[ASSIGNMENT] Repeat, line for line, the entries below from the first line to the line containing "There is a screenshot", counting both ends.

[SOURCE INFORMATION]
Issue #6131, opened 2022-02-08
Missing entries in template.properties that make lines not translatable


Ouaz:
Here's a list of entries missing in template.properties, making them appear still in english when the game is set to another language.
There is a screenshot (in french) for each entries under the spoiler tag.
Maintainers can edit the message to tick checkboxes when fixed (I think)

_New !_

- [ ] **Friends list**
<details>
  <summary>Details</summary>
- In "Multiplayer" game menu, the new "Friends list" button is not translated. It is in the stringtables though.<br>
<img src="https://user-images.githubusercontent.com/11946570/171749807-e9d44c9c-1ce1-482c-bf22-83b6419867e0.png">
</details>

_New !_

- [ ] **[saveFileName] deleted successfully.**
<details>
  <summary>Details</summary>
- In "Load" game menu, when deleting a save, the "success" line is not translated. It is in the stringtables though.<br>
<img src="https://user-images.githubusercontent.com/11946570/171749523-50d412e4-864c-44ac-aa01-e0272a12cd3a.png">
</details>

_New !_

- [ ] **Please input player ID**
<details>
  <summary>Details</summary>
- In "New Game" menu, when creating a new multiplayer game. I noticed it a long time ago, but never reported it, as it was very minor. The string is not in the translation file.<br>
<img src="https://user-images.githubusercontent.com/11946570/171750169-15bc3c4d-c30c-405b-b0c5-10bb0647b2cb.png">
</details>

- [ ] **May buy [baseUnitFilter] units with [stat] for [amount] times their normal Production cost**
<details>
  <summary>Details</summary>
- In the Holy Warriors belief article, one of the keys is not translated (stat=Faith), as the sentence itself. String is in the translation file. I think there was no problem before.<br>
<img src="https://user-images.githubusercontent.com/11946570/167232620-61e9e156-a4d4-4f95-8b1a-428d65875a9d.png">
</details>

__________________________________

**- _Fixed_ -**

- [x] **Wait**
<details>
  <summary>Details</summary>
- The new "Wait" command in unit action list, is not translatable.<br>
<img src="https://user-images.githubusercontent.com/11946570/170373136-99cd4209-bfc9-48fc-b133-30df2957ca04.png">
</details>

- [x] **Consumes 1 [resource]**
<details>
  <summary>Details</summary>
- In the City screen, when choosing an unit to build, in the lower-right info panel. The string already exists in the translation file, and there was no problem in previous versions.<br>
[...]

PR #6421, opened 2022-03-24
Improve TranslationFileWriter (less hardcoding, fixes PolicyBranch)

SomeTroglodyte:
Fixes PolicyBranch names as mentioned in a late comment on #6131 
Not reaching the full scope of what the branch set out to find and fix, but as is already an improvement.

Open questions:
- ~~Why does the xltfw write the chance to be destroyed by nukes as requires translation even when already translated (I know why, what's mysterious is why not _all_ uniquetypes are doubled up)~~
- Conditionals seem to have xlt problems


SomeTroglodyte:
Next discovery: `TranslationFileWriter` processes `UniqueTypes`, OK, and there's some hitch there as shown by `DestroyableByNukesChance` being output twice, once with existing translation copied, and once with "requires translation"... But it also processes `UniqueParameterType` knownValues lists, partially, in a very inconsistent way, which is the root behind "Enemy Land" not being requested for translation.

Unsure how to go about that:
- Remove and make sure the uniques, including conditionals and their parameters, are processed completely
- Make knownValues part of the public class contract and have `TranslationFileWriter` scan all of them

SomeTroglodyte:
The next two pushes now do:
- Beginning of a framework to eliminate `TranslationFileWriter` hard-coding stuff depending on `UniqueParameterType`
- Use it to fix "The Spaceship" and the Fountain of Youth unique not translating - that's a giant hammer to flatten a tiny booger and could instead be done as templates, but - well - allows for more forgetfulness in the future
- A few missed entries that do belong in templates
- A translation run will be neutral on the included German

Next steps can already be seen as comments. Actually I had the system complete when Studio rolled back all my new code when I had only the translation folder right-clicked for Rollback... Getting that to be "neutral" meaning producing identical results won't make sense as the hard-coding is too off-the-mark, e.g. using a different placeholder than the typed Uniques for the same thing, or clear mapping where the hard-coded values belong in the UniqueParameterType's isn't always clear cut, so one has to move forward. Test results were almost neutral, good enough, and promise to be more future-proof. Remember, the whole thing where TranslationFileWriter hard-codes its guessing will be obsolete when all uniques are typed, anyway. At that point, `getTranslationWriterStringsForMatching` can go.

SomeTroglodyte:
> DestroyableByNukesChance being output twice

Actually now I see that's a "Chance"/"chance" case difference, meaning an actual bug probably, thus an easy thing to get rid of

SomeTroglodyte:
Much simpler, all the heavy hard-coding is gone from TranslationFileWriter, and it's a little faster despite less hash based lookups and more looping. The C/c fix follows existing translations and typical [n%] X precedents.

Next - scan conditionals to get that Enemy Land into the xlatoons.

SomeTroglodyte:
OK should have committed all languages. Who'd have thought the test would compare the left side of a french xlt line with the right side of a german equivalent line and vice versa.

SomeTroglodyte:
Hey wow - actually I'm five steps further on, also fixing Enemy Land, Rough terrain/Rough Terrain, "<sigh>", some trailing blanks that treating every line as Unique and therefore .trim()ing it have hidden, and so on. Soon, gotta pause first.

yairm210:
Not a problem, you can have multiple PRs from the same branch, but I see no reason to not include changes so far :)

SomeTroglodyte:
> multiple PRs from the same branch

Sure, but I preferred stashing and rebasing offline, keeping stuff up to date in an already published / partially merged branch gets hard quickly, and one _wants_ to test against the freshest codebase.

PR #6424, opened 2022-03-25
Update Hosting_a_Multiplayer_server.md

heipizhu4:
I suppose some noobs (like me) will have a hard time running cmd. Is it neccessary to give them some tutorials?


SomeTroglodyte:
No. Do **N O T** encourage Windoze users to run code from the root of the system drive. That's encouraging malware. That Win~crap~dows even allows such without jumping through hoops is proof of bad decisions. Also, 'dictionary' for directories/folders is a very uncommon wording.

Say, fellow coders, should we perhaps make the Server not a .main() sporting entry class but call it from DesktopLauncher - if Ctrl-Alt or somesuch is pressed do not even initialize Gdx but ask, maybe through awt or swing, whether they want the Server instead?

PR #6427, opened 2022-03-25
UncivServer update

HAHH9527:
- Add `clikt` lib.
- Add custom multiplayer file's folder.

The help text could be better, but my ability is limited.
Do we need i18n for server help text?


yairm210:
Fair warning - depending on how much this adds to the final JAR file, we may decide to go without this lib

PR #6428, opened 2022-03-25

HAHH9527:


heipizhu4 (approved):
Finally, there's someone who can translate with me together. Anyway, thanks for your translation.

heipizhu4 (changes requested):
#6444 You may check my pull for some translation change.
Pls remove 'translation required' after translation.

HAHH9527:
> #6444 You may check my pull for some translation change. Pls remove 'translation required' after translation.

Doc say `Each untranslated phrase will have a "requires translation" line before it, so you can quickly find them. You don't need to remove them yourself if you don't want to - they will be automatically removed the next time we rebuild the file.`

HAHH9527:
@heipizhu4 
I'm a Chinese programmer, translation is not my strong suit.
> 我是个程序员，翻译并不是我的强项。

SomeTroglodyte:
"automatically removed" means that tool on the desktop version's options pages (that the boss runs just before a release) will take a structure "how we want it to be" that is built from the jsons and the templates file, then fill in the existing translations. Meaning all comments are lost except those the generator does itself, as is ordering. But when/if PR 6433 gets merged, there will be one exception.
That also means if you want to use comments in translation file pushes between releases to communicate, why not, but github comments are easier :wink:

PR #9665, opened 2023-06-24
Fixing workers dying in mountains bug for Carthage

### LINKED ISSUE #9654: Workers commit suicide when playing Carthage with lots of mountains.
**Platform**
Android 5.1
Security Patch Level 2015-11-01
Kernel Version 3.10.72
Build Number HY U804MC_20201127_V1.1.00
Not sure how to determine the architecture. I think it's arm64.

**Version**
Unciv Version 4.6.1-patch Build 866 from GitHub

**Describe the bug**
When playing a game as Carthage on a map with a lot of mountains, automated workers frequently climb the mountains and kill themselves with rule damage.

**To Reproduce**
Start a new game with map elevation set to 0.80 and the Human player set to Carthage.
Build a civilization in a mountainous area and build plenty of workers. 
Set the workers to Automated.
After the first General is obtained, watch as your workers all quickly commit suicide by climbing mountains and gaining 50 tile damage.
</details>

**Expected behavior**
I expect the automated workers to not cross mountains without a direct order from the player, since crossing mountains on their own kills them.

random271:
Fixes #9654

Simple fix, checks if there are other tiles beside mountains; if not, moves the worker to a mountain tile.


core/src/com/unciv/logic/automation/unit/WorkerAutomation.kt
```diff
@@ -279,6 +279,13 @@ class WorkerAutomation(
                 }
                 .sortedByDescending { getPriority(it) }
 
+        // Carthage can move through mountains, special case
+        val mountainWorkableTiles = workableTiles.filter{tile -> tile.isMountain()}
```
SeventhM, line 283: I feel like this can be made more generic to include modded terrains that deals damage. Perhaps check if the tile has the unique to damage units?

random271: Haven't thought about that, now it should take that into consideration.

random271:
Is something like this better? Thanks for the tips!

random271:
Android Studio yup. I don't have any experience with Kotlin so nuances of the language are new to me. I assumed count is constant (should have checked) and I've seen lateinit used for things which aren't supposed to be null and well, initialized later. Regarding firstOrNull, yeah absolutely, you can just  workableTiles =  workableTilesNotDealingDamage and pass that on, but I don't really think there is that much of difference except for code style, this way possibly being faster?

Sorry for the inconvenience, it's past midnight and my brain is also shutting down slowly but I found the project interesting and wanted to contribute, and today I had some spare time so I started small.

yairm210:
Github is giving me an error when I try to run this workflow, it's a Github problem
But that means that for now this will have to wait

core/src/com/unciv/logic/automation/unit/WorkerAutomation.kt
```diff
@@ -279,9 +279,17 @@ class WorkerAutomation(
...
         // These are the expensive calculations (tileCanBeImproved, canReach), so we only apply these filters after everything else it done.
-        val selectedTile =
-            workableTiles.firstOrNull { unit.movement.canReach(it) && (tileCanBeImproved(unit, it) || it.isPillaged()) }
+        if (workableTilesNotDealingDamage.count() > 0)
+            selectedTile = workableTilesNotDealingDamage.firstOrNull { unit.movement.canReach(it) && (tileCanBeImproved(unit, it) || it.isPillaged()) }
+                ?: return currentTile
+        // else if all available tiles are damage dealing tiles, move to the damage dealing tile
+        else
+            selectedTile = workableTiles.firstOrNull { unit.movement.canReach(it) && (tileCanBeImproved(unit, it) || it.isPillaged()) }
                 ?: return currentTile
```
yairm210, line 293:
```suggestion
            selectedTile = workableTilesNotDealingDamage.firstOrNull { unit.movement.canReach(it) && (tileCanBeImproved(unit, it) || it.isPillaged()) }
        // else if all available tiles are damage dealing tiles, move to the damage dealing tile
            ?: selectedTile = workableTiles.firstOrNull { unit.movement.canReach(it) && (tileCanBeImproved(unit, it) || it.isPillaged()) }
                ?: return currentTile
```

Alternatively, you can forgo the workableTilesNotDealingDamage and just do:
```kotlin
workableTiles.sortedByDescending {  tile -> unit.getDamageFromTerrain(tile) <= 0 }.firstOrNull { unit.movement.canReach(it) && (tileCanBeImproved(unit, it) || it.isPillaged()) }
```

yairm210 (approved):

PR #9673, opened 2023-06-26
Check for trigger uniques when starting and recaluating population

SeventhM:
This PR does the following
- Checks tech uniques for starting techs
- Checks nation and global uniques when starting (allows for just having a trigger immediately as a game starts)
- Reassign population upon getting a tech or getting a policy
- Recalculate resources always after getting a tech. Techs can give resources, so it may not be correct to assume that no new visible resources means no need to recalculate

I'm sure there's a better way to add the global checks than adding the checks to `determineStartingUnitsAndLocations` but I'm drawing blanks for now. I'm also sure the uniques that give a free unit should probably allow for placing a unit at a location and not just a city, but I'll leave that for another time

### DIFF
--- a/core/src/com/unciv/logic/GameStarter.kt
+++ b/core/src/com/unciv/logic/GameStarter.kt
@@ -19,6 +19,8 @@ import com.unciv.models.ruleset.Ruleset
 import com.unciv.models.ruleset.RulesetCache
 import com.unciv.models.ruleset.unique.StateForConditionals
 import com.unciv.models.ruleset.unique.UniqueType
+import com.unciv.models.ruleset.unique.UniqueType.UniqueTarget
+import com.unciv.models.ruleset.unique.UniqueTriggerActivation
 import com.unciv.models.ruleset.unit.BaseUnit
 import com.unciv.models.stats.Stats
 import com.unciv.models.translations.equalsPlaceholderText
--- a/core/src/com/unciv/logic/GameStarter.kt
+++ b/core/src/com/unciv/logic/GameStarter.kt
@@ -169,21 +169,14 @@ object GameStarter {
     private fun addCivTechs(gameInfo: GameInfo, ruleset: Ruleset, gameSetupInfo: GameSetupInfo) {
         for (civInfo in gameInfo.civilizations.filter { !it.isBarbarian() }) {
 
-        //Catch uniques from techs that should've triggered already
-            for(tech in civInfo.tech.techsResearched) {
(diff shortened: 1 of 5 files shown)


SeventhM:
Interesting. Didn't expect a null pointer there. I'm now actually away from android studio to figure that out, but I'll look into it tomorrow

core/src/com/unciv/logic/GameStarter.kt
```diff
@@ -167,6 +169,18 @@ object GameStarter {
     private fun addCivTechs(gameInfo: GameInfo, ruleset: Ruleset, gameSetupInfo: GameSetupInfo) {
         for (civInfo in gameInfo.civilizations.filter { !it.isBarbarian() }) {
 
+        //Catch uniques from techs that should've triggered already
```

[RESPONSE AREA]
Issue #6131, opened 2022-02-08
Missing entries in template.properties that make lines not translatable


Ouaz:
Here's a list of entries missing in template.properties, making them appear still in english when the game is set to another language.
There is a screenshot (in french) for each entries under the spoiler tag.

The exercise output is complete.